Print verbatim the opening line of the material and every subsequent line through the one containing "if (message.bounce &&".
╭──
PR #1593, opened 2016-12-16
refactor(signin): Add support for sending flow metrics in email

vbudhram:
2nd part of #1425

### DIFF
--- a/lib/bounces.js
+++ b/lib/bounces.js
@@ -67,6 +67,8 @@ module.exports = function (log, error) {
 
 
     function handleBounce(message) {
+      const currentTime = Date.now()
+
       var recipients = []
       if (message.bounce && message.bounce.bounceType === 'Permanent') {
         recipients = message.bounce.bouncedRecipients
@@ -111,16 +113,18 @@ module.exports = function (log, error) {
         // Log flow metrics if `flowId` and `flowBeginTime` specified in headers
         const flowId = getHeaderValue('X-Flow-Id', message)
         const flowBeginTime = getHeaderValue('X-Flow-Begin-Time', message)
-        if (flowId && flowBeginTime) {
-          const eventName = 'email.' + templateName + '.bounced'
-          const currentTime = Date.now()
+        const elapsedTime = currentTime - flowBeginTime
 
-          // Matches structure emitted by https://github.com/mozilla/fxa-auth-server/blob/master/lib/metrics/context.js#L122
+        if (flowId && flowBeginTime && (elapsedTime > 0)) {
+          const eventName = 'email.' + templateName + '.bounced'
+
+          // Flow events have a specific event and structure that must be emitted.
+          // Ref: https://github.com/mozilla/fxa-auth-server/blob/master/lib/metrics/context.js#L122
           const flowEventInfo = {
             event: eventName,
             time: currentTime,
             flow_id: flowId,
-            flow_time: (currentTime <= flowBeginTime) ? 0 : (currentTime - flowBeginTime)
+            flow_time: elapsedTime
           }
 
           log.info('flowEvent', flowEventInfo)
--- a/lib/bounces.js
+++ b/lib/bounces.js
@@ -108,6 +108,24 @@ module.exports = function (log, error) {
           }
         }
 
+        // Log flow metrics if `flowId` and `flowBeginTime` specified in headers
+        const flowId = getHeaderValue('X-Flow-Id', message)
+        const flowBeginTime = getHeaderValue('X-Flow-Begin-Time', message)
+        if (flowId && flowBeginTime) {
+          const eventName = 'email.' + templateName + '.bounced'
+          const currentTime = Date.now()
+
+          // Matches structure emitted by https://github.com/mozilla/fxa-auth-server/blob/master/lib/metrics/context.js#L122
+          const flowEventInfo = {
+            event: eventName,
+            time: currentTime,
+            flow_id: flowId,
+            flow_time: (currentTime <= flowBeginTime) ? 0 : (currentTime - flowBeginTime)
+          }
+
+          log.info('flowEvent', flowEventInfo)
+        }
+
         log.info(logData)
         log.increment('account.email_bounced')
 
--- a/lib/bounces.js
+++ b/lib/bounces.js
@@ -119,7 +119,7 @@ module.exports = function (log, error) {
           const eventName = `email.${templateName}.bounced`
 
           // Flow events have a specific event and structure that must be emitted.
-          // Ref: https://github.com/mozilla/fxa-auth-server/blob/master/lib/metrics/context.js#L122
+          // Ref `gather` in https://github.com/mozilla/fxa-auth-server/blob/master/lib/metrics/context.js
           const flowEventInfo = {
             event: eventName,
             time: currentTime,
--- a/lib/bounces.js
+++ b/lib/bounces.js
@@ -116,7 +116,7 @@ module.exports = function (log, error) {
         const elapsedTime = currentTime - flowBeginTime
 
         if (flowId && flowBeginTime && (elapsedTime > 0)) {
-          const eventName = 'email.' + templateName + '.bounced'
+          const eventName = `email.${templateName}.bounced`
 
           // Flow events have a specific event and structure that must be emitted.
           // Ref: https://github.com/mozilla/fxa-auth-server/blob/master/lib/metrics/context.js#L122
--- a/lib/routes/account.js
+++ b/lib/routes/account.js
@@ -102,14 +102,14 @@ module.exports = function (
         const ip = request.app.clientAddress
         var preVerified, password, verifyHash, account, sessionToken, keyFetchToken, emailCode, tokenVerificationId, authSalt
 
+        request.validateMetricsContext()
+
         // Store flowId and flowBeginTime to send in email
         let flowId, flowBeginTime
         if (request.payload.metricsContext) {
           flowId = request.payload.metricsContext.flowId
           flowBeginTime = request.payload.metricsContext.flowBeginTime
         }
-
-        request.validateMetricsContext()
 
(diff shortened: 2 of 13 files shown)


lib/bounces.js
```diff
@@ -108,6 +108,24 @@ module.exports = function (log, error) {
           }
         }
 
+        // Log flow metrics if `flowId` and `flowBeginTime` specified in headers
+        const flowId = getHeaderValue('X-Flow-Id', message)
+        const flowBeginTime = getHeaderValue('X-Flow-Begin-Time', message)
+        if (flowId && flowBeginTime) {
```
vladikoff: might need to validate that those values are in proper format in the future.

vladikoff: actually, I guess these are coming from AWS, so it should be safe enough.

lib/bounces.js
```diff
@@ -108,6 +108,24 @@ module.exports = function (log, error) {
...
+
+          // Matches structure emitted by https://github.com/mozilla/fxa-auth-server/blob/master/lib/metrics/context.js#L122
+          const flowEventInfo = {
+            event: eventName,
+            time: currentTime,
+            flow_id: flowId,
+            flow_time: (currentTime <= flowBeginTime) ? 0 : (currentTime - flowBeginTime)
+          }
+
+          log.info('flowEvent', flowEventInfo)
```
vladikoff: need to make sure that the flowEvent importer looks at bouncer logs

lib/bounces.js
```diff
@@ -108,6 +108,24 @@ module.exports = function (log, error) {
...
+        if (flowId && flowBeginTime) {
+          const eventName = 'email.' + templateName + '.bounced'
+          const currentTime = Date.now()
+
+          // Matches structure emitted by https://github.com/mozilla/fxa-auth-server/blob/master/lib/metrics/context.js#L122
+          const flowEventInfo = {
+            event: eventName,
+            time: currentTime,
+            flow_id: flowId,
+            flow_time: (currentTime <= flowBeginTime) ? 0 : (currentTime - flowBeginTime)
```
philbooth: Alternatively, if we are confident that will never happen because `flowBeginTime` is ultimately the one we already validated on entry to the auth server, then just don't bother checking it all. But having the check like this sends a misleading message to future readers I think.

lib/bounces.js
```diff
@@ -108,6 +108,24 @@ module.exports = function (log, error) {
           }
         }
 
+        // Log flow metrics if `flowId` and `flowBeginTime` specified in headers
+        const flowId = getHeaderValue('X-Flow-Id', message)
+        const flowBeginTime = getHeaderValue('X-Flow-Begin-Time', message)
+        if (flowId && flowBeginTime) {
+          const eventName = 'email.' + templateName + '.bounced'
+          const currentTime = Date.now()
```
philbooth: (I mean at the top of the parent function, not the top of the iteratee)

lib/routes/account.js
```diff
@@ -1733,6 +1755,15 @@ module.exports = function (
...
         var emailRecord
 
+        // Store flowId and flowBeginTime to send in email
+        let flowId, flowBeginTime
+        if (request.payload.metricsContext) {
+          flowId = request.payload.metricsContext.flowId
+          flowBeginTime = request.payload.metricsContext.flowBeginTime
+        }
+
+        request.validateMetricsContext()
```
philbooth: We should move this call to `validateMetricsContext` before we store `flowId` and `flowBeginTime`, otherwise we'll emit events containing bad data.

lib/routes/account.js
```diff
@@ -101,6 +101,13 @@ module.exports = function (
         var service = form.service || query.service
         var preVerified, password, verifyHash, account, sessionToken, keyFetchToken, emailCode, tokenVerificationId, authSalt
 
+        // Store flowId and flowBeginTime to send in email
+        let flowId, flowBeginTime
+        if (request.payload.metricsContext) {
+          flowId = request.payload.metricsContext.flowId
+          flowBeginTime = request.payload.metricsContext.flowBeginTime
+        }
+
```
philbooth: Need to move this after the call to `validateMetricsContext`.

lib/routes/password.js
```diff
@@ -347,6 +347,13 @@ module.exports = function (
         var email = request.payload.email
         var service = request.payload.service || request.query.service
 
+        // Store flowId and flowBeginTime to send in email
+        let flowId, flowBeginTime
+        if (request.payload.metricsContext) {
+          flowId = request.payload.metricsContext.flowId
+          flowBeginTime = request.payload.metricsContext.flowBeginTime
+        }
+
```
philbooth: Need to move this after the call to `validateMetricsContext`.

lib/routes/password.js
```diff
@@ -435,6 +444,13 @@ module.exports = function (
         var passwordForgotToken = request.auth.credentials
         var service = request.payload.service || request.query.service
 
+        // Store flowId and flowBeginTime to send in email
+        let flowId, flowBeginTime
+        if (request.payload.metricsContext) {
+          flowId = request.payload.metricsContext.flowId
+          flowBeginTime = request.payload.metricsContext.flowBeginTime
+        }
```
philbooth: Need to move this after the call to `validateMetricsContext`.

lib/routes/password.js
```diff
@@ -502,6 +520,13 @@ module.exports = function (
         var passwordForgotToken = request.auth.credentials
         var code = Buffer(request.payload.code, 'hex')
 
+        // Store flowId and flowBeginTime to send in email
+        let flowId, flowBeginTime
+        if (request.payload.metricsContext) {
+          flowId = request.payload.metricsContext.flowId
+          flowBeginTime = request.payload.metricsContext.flowBeginTime
+        }
```
philbooth: Need to move this after the call to `validateMetricsContext`.

lib/bounces.js
philbooth: Indeed we will.

@vbudhram, when it's time, you probably want to chat to @whd about this in IRC, and/or raise a bug with product set to `Cloud Services` and component set to `Metrics: Pipeline`. See, for example, [this bug](https://bugzilla.mozilla.org/show_bug.cgi?id=1289474) as an example of something similar-ish.

philbooth: I get why you opted for this approach, because it saves the hassle of faking the request object required to call `log.flowEvent` directly. But I wonder whether it is worth moving this call and the preceding assignment to `flowEventInfo` into a function inside `lib.log.js`?

I have a slight concern that we're doing the same thing in two places, albeit it's not a huge amount. If the current `log.flowEvent` was renamed to something along the lines of `log.flowEventFromRequest`, it could call `log.flowEvent` to do this stuff and your code could do the same.

What do you think, worth it or am I dreaming up imaginary obstacles?

philbooth:
@vbudhram, I've left some inline comments that need addressing but other than those I'm r+, nice one!

lib/bounces.js
seanmonstar: I agree with @philbooth, I think we probably want to instead call `log.flowEvent`, so that we have this logic in only 1 place. If it's cumbersome to create a fake request, that probably means we should update `log.flowEvent` to accept an alternative or easier structure.

lib/bounces.js
```diff
@@ -111,16 +113,18 @@ module.exports = function (log, error) {
         // Log flow metrics if `flowId` and `flowBeginTime` specified in headers
         const flowId = getHeaderValue('X-Flow-Id', message)
         const flowBeginTime = getHeaderValue('X-Flow-Begin-Time', message)
-        if (flowId && flowBeginTime) {
+        const elapsedTime = currentTime - flowBeginTime
```
vladikoff: sweeet!

lib/bounces.js
```diff
@@ -108,6 +110,26 @@ module.exports = function (log, error) {
...
+        // Log flow metrics if `flowId` and `flowBeginTime` specified in headers
+        const flowId = getHeaderValue('X-Flow-Id', message)
+        const flowBeginTime = getHeaderValue('X-Flow-Begin-Time', message)
+        const elapsedTime = currentTime - flowBeginTime
+
+        if (flowId && flowBeginTime && (elapsedTime > 0)) {
+          const eventName = 'email.' + templateName + '.bounced'
+
+          // Flow events have a specific event and structure that must be emitted.
+          // Ref: https://github.com/mozilla/fxa-auth-server/blob/master/lib/metrics/context.js#L122
```
philbooth: Just a note on this comment, at some point `lib/metrics/context.js` will change then this line number will be wrong. Maybe just mention the file and function name or something?

lib/bounces.js
```diff
@@ -108,6 +110,26 @@ module.exports = function (log, error) {
           }
         }
 
+        // Log flow metrics if `flowId` and `flowBeginTime` specified in headers
+        const flowId = getHeaderValue('X-Flow-Id', message)
+        const flowBeginTime = getHeaderValue('X-Flow-Begin-Time', message)
+        const elapsedTime = currentTime - flowBeginTime
+
+        if (flowId && flowBeginTime && (elapsedTime > 0)) {
+          const eventName = 'email.' + templateName + '.bounced'
```
philbooth: Would this be cleaner with a template string?

```js
const eventName = `email.${templateName}.bounced`
```

lib/bounces.js
vbudhram: Woot! Made https://github.com/mozilla/fxa-auth-server/issues/1597

vbudhram:
@philbooth Made updates you recommended and added changes to dynamically generate flow data in tests. I also update my refactor issue, https://github.com/mozilla/fxa-auth-server/issues/1597,  to better expand generating mock flow data. Mind one more glance over before merge?

rfk:
I've rebased and force-pushed this to fix the merge conflict, will merge once travis says it's OK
╰──
* _EXERCISE OUTPUT_:
PR #1593, opened 2016-12-16
refactor(signin): Add support for sending flow metrics in email

vbudhram:
2nd part of #1425

### DIFF
--- a/lib/bounces.js
+++ b/lib/bounces.js
@@ -67,6 +67,8 @@ module.exports = function (log, error) {
 
 
     function handleBounce(message) {
+      const currentTime = Date.now()
+
       var recipients = []
       if (message.bounce && message.bounce.bounceType === 'Permanent') {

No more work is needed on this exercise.